= Open-source political campaign =

Open-source political campaigns, open-source politics, or Politics 2.0, is the idea that social networking and e-participation technologies will revolutionize our ability to follow, support, and influence political campaigns. Netroots evangelists and web consultants predict a wave of popular democracy as fundraisers meet on MySpace or Facebook, YouTubers crank out attack ads and bloggers do opposition research.

Typically these terms describe short-term limited-life efforts to achieve a specific goal. Longer term projects involving embedded institutions (of journalism, parties, government itself) are more often called "open-source governance" projects. All open politics share some very basic assumptions however including the belief that online deliberation can improve decisions.

==Origins of the term==
In print, open-source politics was first used by political operatives in the lead-up to the 2004 United States elections. The earliest reference to the term in major media was a September 5, 2003 story in Salon.com in which supporters of the Draft Clark campaign and of Vermont Governor Howard Dean both claimed that their campaigns represented the ideals of "open-source politics." The term was meant as a reference to open-source software such the Linux operating system, which is designed to allow users to alter its code to make improvements.
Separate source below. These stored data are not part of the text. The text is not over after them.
PR #1423, opened 2025-07-23
[ON HOLD] feat: Storage client caching

shrutisinghania:
This PR introduces a caching mechanism for the GCS Connector's Storage Client to enhance performance and resource management, particularly for gRPC. This feature is disabled by default and can be enabled with the flag `fs.gs.storage.client.caching.enable`

## Testing
* <b>Correctness:</b> Verified shared VeneerGrpcClient instance across multiple FileSystem objects with identical configurations 
* <b>Performance:</b> With caching enabled, benchmark tests demonstrated that jobs previously failing due to out-of-memory (OOM) errors now complete quickly and efficiently, showing improved performance when reading from GCS buckets.

### DIFF
--- a/gcsio/src/test/java/com/google/cloud/hadoop/gcsio/GoogleCloudStorageJavaStorageClientCachingIntegrationTest.java
+++ b/gcsio/src/test/java/com/google/cloud/hadoop/gcsio/GoogleCloudStorageJavaStorageClientCachingIntegrationTest.java
@@ -1,6 +1,5 @@
 package com.google.cloud.hadoop.gcsio;
 
-import static com.google.cloud.hadoop.gcsio.integration.GoogleCloudStorageTestHelper.getCredentials;
 import static com.google.cloud.hadoop.gcsio.integration.GoogleCloudStorageTestHelper.getStandardOptionBuilder;
 import static org.junit.Assert.assertEquals;
 import static org.junit.Assert.assertNotEquals;
@@ -53,7 +52,6 @@ public class GoogleCloudStorageJavaStorageClientCachingIntegrationTest {
     optionsBuilder.setStorageClientCachingEnabled(enableCaching);
     return GoogleCloudStorageClientImpl.builder()
         .setOptions(optionsBuilder.build())
-        .setCredentials(getCredentials())
         .setCredentials(null)
         .setDownscopedAccessTokenFn(ignore -> "testDownscopedAccessToken")
         .build();


gcsio/pom.xml
```diff
@@ -206,6 +206,12 @@
       <groupId>io.grpc</groupId>
       <artifactId>grpc-testing</artifactId>
     </dependency>
+    <dependency>
```
ajayky-os, line 213: gcsio does not depend on any hadoop specific classes.. this seems to be going anti pattern.

gcs/CONFIGURATION.md
```diff
@@ -486,6 +486,13 @@ better latency and increased bandwidth. Currently supported only for read/write
    * `CHUNK_UPLOAD` uploads file in chunks, size of chunks are configurable via
      `fs.gs.outputstream.upload.chunk.size`
 
+*  `fs.gs.storage.client.caching.enable` (default: `false`) enables gRPC storage
```
cpriti-os: Just a reword suggestion: *  `fs.gs.storage.client.caching.enable` (default: `false`)
   Enables caching of gRPC storage clients. When set to `true`, FileSystem instances with similar configuration parameters will reuse the same gRPC client, which can improve performance and reduce resource usage.

gcs/src/main/java/com/google/cloud/hadoop/fs/gcs/GoogleHadoopFileSystemConfiguration.java
```diff
@@ -508,6 +508,23 @@ public class GoogleHadoopFileSystemConfiguration {
...
+          "fs.gs.storage.client.caching.enable",
+          GoogleCloudStorageOptions.DEFAULT.isStorageClientCachingEnabled());
+
+  /** Configuration key for maximum number of gRPC storage clients to cache. */
+  public static final HadoopConfigurationProperty<Integer> GCS_STORAGE_CLIENT_CACHE_MAX_SIZE =
+      new HadoopConfigurationProperty<>("fs.gs.storage.client.cache.maxSize", 10);
+
+  /** Configuration key for gRPC storage client cache expiry time. */
+  public static final HadoopConfigurationProperty<Long> GCS_STORAGE_CLIENT_CACHE_TIME =
+      new HadoopConfigurationProperty<>("fs.gs.storage.client.cache.time", 6_00_000L); // 10 minutes
```
cpriti-os: Nit: Something like TimeUnit.MINUTES.toMillis(10) makes this more readable.

cpriti-os (changes requested):

gcs/src/main/java/com/google/cloud/hadoop/fs/gcs/GoogleHadoopFileSystemConfiguration.java
animesh-g: +1, Use seconds as other configs. We can consider using minutes as well.

gcs/src/test/java/com/google/cloud/hadoop/fs/gcs/GoogleHadoopFileSystemConfigurationTest.java
```diff
@@ -328,6 +332,7 @@ public void grpcConfiguration() {
     config.setTimeDuration("fs.gs.grpc.read.timeout", 7, MILLISECONDS);
     config.setTimeDuration("fs.gs.grpc.write.message.timeout", 25, MILLISECONDS);
     config.setTimeDuration("fs.gs.grpc.write.timeout", 20, MILLISECONDS);
+    config.setTimeDuration("fs.gs.http.connect-timeout", 10, MINUTES);
```
animesh-g: Why are we adding this config here? If it is intentional, please assert this as well?

gcsio/src/main/java/com/google/cloud/hadoop/gcsio/StorageProvider.java
```diff
@@ -0,0 +1,287 @@
...
+import java.util.concurrent.ConcurrentHashMap;
+import java.util.concurrent.ExecutorService;
+import java.util.function.Function;
+import java.util.stream.Collectors;
+
+/**
+ * Provides GCS SDK Storage object which is used to access the GCS. Also Caches the storage objects,
+ * so they can be used re-used.
+ */
+public class StorageProvider {
```
animesh-g: I think we should rename StorageProvider to StorageClientProvider for consistency, as we're adding the Client suffix to all veneer client-related code.

gcsio/src/test/java/com/google/cloud/hadoop/gcsio/GoogleCloudStorageJavaStorageClientCachingIntegrationTest.java
```diff
@@ -0,0 +1,61 @@
...
+      @Nullable GoogleCloudStorageOptions.Builder optionsBuilder, boolean enableCaching)
+      throws IOException {
+    if (optionsBuilder == null) {
+      optionsBuilder = getStandardOptionBuilder();
+    }
+    optionsBuilder.setStorageClientCachingEnabled(enableCaching);
+    return GoogleCloudStorageClientImpl.builder()
+        .setOptions(optionsBuilder.build())
+        .setCredentials(getCredentials())
+        .setCredentials(null)
```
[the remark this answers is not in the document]
animesh-g: Why is this comment resolved? Isn't it a valid comment?

gcsio/src/main/java/com/google/cloud/hadoop/gcsio/StorageProvider.java
```diff
@@ -0,0 +1,287 @@
...
+    }
+    // Decrement the reference count of the object.
+    storageClientToReferenceMap.put(storage, storageClientToReferenceMap.get(storage) - 1);
+    if (storageClientToReferenceMap.get(storage) == 0) {
+      logger.atFinest().log("close() called on storage object inside cache.");
+      StorageProviderCacheKey key = storageToCacheKeyMap.get(storage);
+      cache.invalidate(key);
+      storageToCacheKeyMap.remove(storage);
+      storageClientToReferenceMap.remove(storage);
+      closeStorage(storage.getStorage());
```
animesh-g: Here we are closing the storage objects which are present in cache but it is possible that some storage objects were evicted from cache(in cases where cache is full or expired). These objects are never closed and may cause resource leaks. Consider using cache removal listener to close these objects as well https://guava.dev/releases/21.0/api/docs/com/google/common/cache/RemovalListener.html .

animesh-g (changes requested):

animesh-g:
One more question: Why we didn't cherry pick from staging branch and then build on top of that? It is easier to maintain history and identify the original authors that way.

gcsio/src/main/java/com/google/cloud/hadoop/gcsio/StorageProvider.java
shrutisinghania: Done.

shrutisinghania:
> One more question: Why we didn't cherry pick from staging branch and then build on top of that? It is easier to maintain history and identify the original authors that way.

Commits from the staging branch were not cherry picked because of design differences. Specifically, the caching of the delegation token provider, while beneficial for Uber, is undesirable for us due to potential credential sharing and issues with stateful/request-specific tokens.

animesh-g (commented):
I couldn't understand why we moved a new caching library. Can you add an explanation on why Guava cache is not sufficient in this use case?

shrutisinghania:
> I couldn't understand why we moved to a new caching library. Can you add an explanation on why Guava cache is not sufficient in this use case?

As suggested by @ajayky-os  caffeine provided superior performance over guava with its advanced cache eviction policy

animesh-g:
> > I couldn't understand why we moved to a new caching library. Can you add an explanation on why Guava cache is not sufficient in this use case?
> 
> As suggested by @ajayky-os caffeine provided superior performance over guava with its advanced cache eviction policy

Do we have any data to back this claim up for our use case?  Removal notification is available in both so that cannot be deciding factor as per the doc comment.

gcsio/src/main/java/com/google/cloud/hadoop/gcsio/StorageClientProvider.java
```diff
@@ -0,0 +1,328 @@
...
+          this);
+    }
+
+    if (cache == null) {
+      synchronized (this) {
+        if (cache == null) {
+          cache =
+              Caffeine.newBuilder()
+                  .maximumSize(storageOptions.getStorageClientCacheMaxSize())
+                  .expireAfterWrite(storageOptions.getStorageClientCacheExpiryTime())
```
ajayky-os, line 89: Will it evict frequently used object as well based on time ?

gcsio/src/main/java/com/google/cloud/hadoop/gcsio/StorageClientProvider.java
```diff
@@ -0,0 +1,328 @@
...
+    // Only remove the entry from the reverse map.
+    // The storage object itself will be closed via the close() method
+    // when its reference count drops to zero.
+    storageToCacheKeyMap.remove(storageWrapper);
+  }
+
+  @VisibleForTesting
+  StorageClientProviderCacheKey computeCacheKey(
+      Credentials credentials, GoogleCloudStorageOptions storageOptions) {
+    List<Object> credentialsKey = getCredentialsCacheKey(credentials);
```
ajayky-os, line 187: On place of null, return empty list and on place of null check for list is empty.

gcsio/src/main/java/com/google/cloud/hadoop/gcsio/StorageClientProvider.java
```diff
@@ -0,0 +1,328 @@
...
+  /**
+   * Creates a stable cache key for a given Credentials object. This is necessary because many
+   * Credentials implementations do not have a stable equals/hashCode implementation, which makes
+   * them unsuitable for use as cache keys. This method extracts stable identifiers (like client
+   * email) where possible.
+   *
+   * @return A list of objects forming the cache key, or {@code null} if a stable key cannot be
+   *     created.
+   */
+  private static List<Object> getCredentialsCacheKey(Credentials credentials) {
```
ajayky-os, line 210: return ImmutableList.

gcsio/src/main/java/com/google/cloud/hadoop/gcsio/StorageClientProvider.java
```diff
@@ -0,0 +1,328 @@
...
+      }
+      if (current instanceof com.google.auth.oauth2.UserCredentials) {
+        keyParts.add(((com.google.auth.oauth2.UserCredentials) current).getClientId());
+        break;
+      }
+      if (current instanceof com.google.auth.oauth2.ComputeEngineCredentials) {
+        keyParts.add(com.google.auth.oauth2.ComputeEngineCredentials.class);
+        break;
+      }
+      if (current instanceof com.google.auth.oauth2.ImpersonatedCredentials) {
```
ajayky-os, line 230: We are not setting cache key in this case ?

The idea was that new technologies would allow similar participation and the attendant benefits in the political realm. The story omitted the fact that Dean's campaign had actually begun to employ these tools only by the initiative of the Meetup.com bot, a simple string-matching algorithm that began to schedule meetings "about Howard Dean" when the number of people listing this string in their interests hit a critical mass.

The term was further refined in its current usage by a story in The Nation by Micah Sifry which appeared days after the 2004 election. Sifry wrote that open-source politics means "opening up participation in planning and implementation to the community, letting competing actors evaluate the value of your plans and actions, being able to shift resources away from bad plans and bad planners and toward better ones, and expecting more of participants in return. It would mean moving away from egocentric organizations and toward network-centric organizing." Since Sifry's article, the term has appeared on numerous blogs and print articles.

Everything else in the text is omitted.